El general bajó de su caballo y caminó lentamente hacia la terrible escena. Yard apretaba contra su pecho el rostro inerte de su hermano, fallecido mientras trataba de proteger la tienda donde descansaba el otro, y al que varias flechas habían atravesado el corazón. El general se postró ante los hermanos, y aguardó unos instantes, toda vez que el llano del que había sobrevivido se apagaba, por la propia inercia del esfuerzo, y quedó poco a poco reducido a un murmullo de dolor infinito. Luego descolgó las cenizas del fénix sin alas y las colocó alrededor del cuello de Yard, que apenas se daba cuenta de lo que ocurría a su alrededor.
Las lágrimas que cayeron en el colgante permanecían aún húmedas cuando, horas más tarde, se realizó una gran pira funeraria para honrar e incinerar a los fallecidos. El general dedicó unas palabras breves de homenaje, y posteriormente fueron acercándose el resto de soldados a presentar sus respetos. Para entonces la llama de la pira alcanzaba ya una altura considerable, de modo que Yard tuvo que taparse los ojos mientras sentía el calor y el crepitar de las llamas cerca.
Fue entonces cuando se dio cuenta del colgante. Se lo quitó y lo contempló en silencio durante unos segundos, mientras nuevas lágrimas acudían a su rostro con los mil y un recuerdos acumulados con su hermano Rudy a lo largo de toda una vida juntos. Entonces sostuvo el colgante con fuerza y lo arrojó a la pira, al mismo centro donde descansaban los restos de tantos valientes soldados.
Y entonces sucedió. El general y sus hombres de confianza se volvieron, asombrados por los gritos de los demás soldados, y lo que vieron los dejó sin aliento: de la gran pira, y como por arte de una extraña y milenaria magia, los cuerpos de los cientos de soldados muertos en combate abandonaban las llamas por su propio pie, milagrosamente intactos y sin rastro alguno de quemaduras o de las letales heridas que les habían llevado hasta la pira.

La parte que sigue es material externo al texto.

PR #217, opened 2023-03-23
Bk/auto scroll drag gesture

bryankeller:
## Details

This adds auto-scroll functionality to the multi-day-selection drag gesture. If a user starts a drag gesture, then drags close to the edge of the scrollable content, the calendar will auto-scroll forward or backward in time so that they can reach dates outside of the original viewport.

## Related Issue

N/A

## Motivation and Context

Airbnb app need

## How Has This Been Tested

Tested in simulator and on real iPhone, vertical and horizontal layout.

## Types of changes

## Checklist

### DIFF
--- a/Sources/Internal/ScrollMetricsMutator.swift
+++ b/Sources/Internal/ScrollMetricsMutator.swift
@@ -76,7 +76,10 @@ final class ScrollMetricsMutator {
 
   func applyOffset(_ offset: CGFloat) {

Cuando Yard vio que su hermano se dirigía a él, radiante como el sol del mediodía, sintió que las fuerzas le fallaban y todo comenzó a darle vueltas. Solo cuando sintió el abrazo, lleno de energía y vitalidad, que su hermano le dio para evitar la caída, supo que ya no tenía nada más que temer.
* * *
El ejército del Fénix sin Alas puso fin a la tercera gran guerra, la última de aquella etapa oscura de la que hoy nadie quiere acordarse. Compuesto por cientos de soldados inmortales, invulnerables a espadas, lanzas o mazas, fue venciendo uno a uno a todos sus enemigos hasta dejar el reino libre de cualquier amenaza.

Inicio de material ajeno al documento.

PR #249, opened 2023-07-25
Fixes a misbehaviour of dayOfWeekAspectRatio modificator in SwiftUI r…

hxml16:
dayOfWeekAspectRatio was always nil and had no effect


bryankeller (approved):
Thank you!

PR #262, opened 2023-08-30
Fix implicit animationg bug

bryankeller:
## Details

This fixes an issue that could cause the calendar to layout with an odd animation. Recently, we changed the way `layoutSubviews` works - we check if we're currently in an animation closure, and if we are, we layout a larger region than what's currently visible so that offscreen items animate in / away correctly. 

This behavior change only makes sense if the reason we're in `layoutSubviews` is because of a call to `setContent` (which will do some animation preparation). If we end up in `layoutSubviews` in an animation closure without `setContent` getting called first, then we didn't do any animation preparation in `setContent`, and the new `layoutSubviews` behavior doesn't make sense anymore.

The solution is to set a flag in `setContent` to indicate that the next call to `layoutSubviews` should use the new behavior for animated updates, rather than checking if we're in an animation closure (which could happen if a random part of code calls `layoutIfNeeded` in an animation closure without also calling `setContent` first).

## Related Issue

N/A

## Motivation and Context

Found a bug in the Airbnb app

## How Has This Been Tested

Example app, Airbnb app

## Types of changes

## Checklist


brynbodayle (dismissed):
Makes sense!

bryankeller:
@brynbodayle I fixed another (related) issue with pinned days of the week. I was drawing them at weird positions due to the whole 3x visible bounds thing that I added. The 2 new commits fix that + add unit tests for it.

Sources/Internal/VisibleItemsProvider.swift
```diff
@@ -242,7 +248,7 @@ final class VisibleItemsProvider {
 
     // Handle pinned day-of-week layout items
     if case .vertical(let options) = content.monthsLayout, options.pinDaysOfWeekToTop {
-      handlePinnedDaysOfWeekIfNeeded(yContentOffset: bounds.minY, context: &context)
+      handlePinnedDaysOfWeekIfNeeded(yContentOffset: offset.y, context: &context)
```
bryankeller, line 251: we don't want to use the extended bounds for this, otherwise we'll render these pinned items off screen

jpsoultanis (approved):

brynbodayle (approved):

Issue #256, opened 2023-08-22
swiftUI add StateObject to SwiftUIDayView


buzai:
I add a @StateObject to the SwiftUIDayView, I want get some data by date and then show some tags in the SwiftUIDayView view,
The first launch seemed normal, but I found that once I swiped month, the data was wrong, and it seemed that the SwiftUIDayView task only  exec once?

bryankeller:
Could you provide some sample code, or a minimal-repro case?

buzai:
@bryankeller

En apenas dos años, la vida volvió a brotar en aquellas tierras y el mundo recobró un brillo especial, que hacía relucir el cielo y las nubes, que hacía despuntar las montañas con más fuerza y alzarse más alto el sol antes de iniciar su inevitable caída. Fueron nuevos días de vino y rosas, donde la sonrisa se regalaba y se podía ver, sentir y tocar con el esplendor de la juventud. Fueron tiempos hermosos.